START DATASET CONTENT

PR #1607, opened 2022-09-17
Use Thread Context ClassLoader to find test resources

holly-cummins:
Hi! I'm working on improving Pact support in Quarkus (see https://github.com/quarkusio/quarkus/issues/27729). At the moment, Pact provider tests works well when executed via a normal `mvn verify`, but do not work in Quarkus's dev mode. The reason is that in dev mode the classpath is less flat, and so it's no longer safe to assume the `PactLoader` is in the same classloader as the test classes.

END DATASET CONTENT

■ WHAT YOU NEED TO DO ■
Please tally the lines of the listing that include the string "test". The number is the whole answer.

■ OUTPUT BELOW ■
2